I'd say it's not so much following rules as being productive. The value of capitalism is that embezzlement, bribery and the like are less often the most personally profitable course than they are under other systems.

Comment by lmm on Open thread 7th september - 13th september · 2015-09-10T07:43:54.440Z · LW · GW

Or maybe today's men just have less interest in staying and fighting. I mean what you say is plausible but it's a long way from proving "they can't possibly be refugees because the majority are men".

Comment by lmm on Open thread 7th september - 13th september · 2015-09-07T20:01:07.133Z · LW · GW

75% of the refugees are men. So either they feel that the places they're leaving are safe for women and children, or their main motivation isn't escaping danger.

Or the danger is severe enough that they're fleeing alone, more effectively than women and children do?

Comment by lmm on September 2015 Media Thread · 2015-09-07T11:50:12.398Z · LW · GW

The ship

Comment by lmm on September 2015 Media Thread · 2015-09-03T11:05:23.619Z · LW · GW

I didn't like Ancillary Justice so much FWIW - I didn't find the culture so compelling, and the lead's morality was jarring to me (she seemed less like someone who was seeing the flaws in the culture she was raised in and more like someone who had always instinctively had a western liberal morality that they'd been suppressing to fit in).

Do you have a view on The January Dancer? I loved that - modern space opera, with some interesting cultures, but also a compelling plot on the sci-fi side.

Comment by lmm on September 2015 Media Thread · 2015-09-03T10:54:16.684Z · LW · GW

Another tranche of shows watched with my group, though they don't really end up as recommendations:

Blood Blockade Battlefront: Started with some fun action, and a very cool-looking setting, but decayed rapidly - the plot arc it tried to set up towards the end was just dull. Avoid

Knights of Sidonia (season 2): Shifts much more towards the harem antics than the serious sci-fi; also some massive power inflation which could easily have been thematic but... isn't. I greatly enjoyed it, but only recommended to people who enjoy light comedy/romance.

Fate/Stay Night: Unlimited Blade Works: Had its moments, and definitely has the production values; when it's good, it's very good. But massively wordy (arguably too faithful an adaptation), slow and self-indulgent. Again only for fans of the genre.

Kyousougiga: This I do recommend. A show that respects the viewer's intelligence; the depths are there if you want to peer into them, but it keeps things interesting - or at least active - on the surface level too. And it's got some wonderfully creative visuals.

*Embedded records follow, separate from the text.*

PR #1202, opened 2021-09-29
Qmaps 2289 history in directions

xem:
## Description
- Forked @bbecquet 's branch QMAPS-1689
- Discussed with the team that Direction's history should actually be shared with TopBar's history (at least for now, let's see if it's ok in plive)
- Converted DirectionInput to a Functional React Component (pretty sure I didn't break anything)
- Enabled history display inside Direction's suggests
- TODO: save the queries typed/selected inside the directions inputs inside the global history (as we do in TopBar)
- TODO: check/finalize style once Benjamin's branch is merged.
- TODO (@bbecquet) : we should probably find a way to display both history and favorites items inside the suggests,. Currently, if an item is in favorites but not in the history (it can happen), it is not listed at all. It could be present before or after the history's items, no?

## Screenshots
image


bbecquet:
@xem this is dangerous to mix a non-trivial refacto (class to functional) with the feature development. This component has tricky focus side-effects, and we must be extra sure nothing breaks.
At the very least it should be done in two separate commits, but better still, it would make a great separate PR now that you want to tackle the subject :)

PR #14438, opened 2022-04-07
Added migration to populate cancellation events

allouis:

This also includes the MRR delta changes to the events, which may need
to be split out into a separate migration.


core/server/data/migrations/versions/4.43/2022-04-07-11-18-add-cancelled-events.js
```diff
@@ -0,0 +1,48 @@
...
+
+        const eventsToInsert = cancelledSubscriptions.map((subscription) => {
+            const event = {
+                id: (new ObjectID()).toHexString(),
+                type: 'cancelled',
+                member_id: subscription.id,
+                from_plan: null,
+                to_plan: null,
+                currency: subscription.plan_currency,
+                source: 'migration',
```
allouis, line 33: Is this a good idea @matthanley? Should we use this as a constraint for the `down` migration? 🤔

core/server/data/migrations/versions/4.43/2022-04-08-11-54-add-cancelled-events.js
```diff
@@ -0,0 +1,50 @@
...
+
+        if (cancelledSubscriptions.length === 0) {
+            logging.info('No missing cancelled events - skipping migration');
+            return;
+        }
+
+        const eventsToInsert = cancelledSubscriptions.map((subscription) => {
+            const event = {
+                id: (new ObjectID()).toHexString(),
+                type: 'cancelled',
```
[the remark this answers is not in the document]
daniellockyer: vs above 😅 

```
.whereNot('members_stripe_customers_subscriptions.status', 'canceled');
```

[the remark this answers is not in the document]
matthanley: We have a precedent in the db from the Stripe subs, I think we should follow it for consistency. We also use US-English everywhere, so I think single-L makes sense.

core/server/data/migrations/versions/4.43/2022-04-07-11-18-add-cancelled-events.js
matthanley: Yeah I think this probably makes sense. We can always update it later if we need to.

matthanley (changes requested):

allouis:
@matthanley Updated spelling!

core/server/data/migrations/versions/4.43/2022-04-08-11-54-add-cancelled-events.js
```diff
@@ -0,0 +1,50 @@
...
+
+            return event;
+        });
+
+        logging.info(`Found ${eventsToInsert.length} missing cancellation events`);
+        await knex('members_paid_subscription_events').insert(eventsToInsert);
+    },
+    async function down(knex) {
+        logging.info('Deleting all members_paid_subscription_events with a "type" of "cancelled"');
+        await knex('members_paid_subscription_events').where('type', 'canceled').del();
```
matthanley, line 48: Needs an additional check on `source=migration`

core/server/data/migrations/versions/4.43/2022-04-08-11-54-add-cancelled-events.js
```diff
@@ -0,0 +1,50 @@
...
+        }
+
+        const eventsToInsert = cancelledSubscriptions.map((subscription) => {
+            const event = {
+                id: (new ObjectID()).toHexString(),
+                type: 'canceled',
+                member_id: subscription.member_id,
+                subscription_id: subscription.id,
+                from_plan: null,
+                to_plan: null,
```
matthanley, line 33: Rethinking this: will we be able to answer the question later on of "what plan were they on when they cancelled?" 🤔

matthanley (changes requested):

core/server/data/migrations/versions/4.43/2022-04-08-11-54-add-cancelled-events.js
allouis: 🤔 Hmm - no - I guess we should store it as `from_plan` and `to_plan` ?

matthanley: Yeah I think that makes sense

allouis: Updated!

allouis:
@daniellockyer This is ready for you now!

daniellockyer (approved):

matthanley (approved):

Your Lie in April: Romance/melodrama, done reasonably well, and with beautiful visuals and sound - I particularly like the fact that this show is willing to make you sit and listen to a musical performance for minutes at a time. But has no ambition beyond its genre; you know whether you're the target audience for this or not.

Madoka Rebellion: Fun for fans, but far too self-indulgent for anyone else. The plot is awkward and undermines some of the series. I enjoyed seeing beloved characters at play, and there's one very fun fight, but it's all fanservice.

Comment by lmm on Rationality Quotes Thread June 2015 · 2015-08-31T22:52:07.630Z · LW · GW

They didn't check your name against your email. You needed a university email but you could, and people did, use a fake name with it, even an obviously fake one.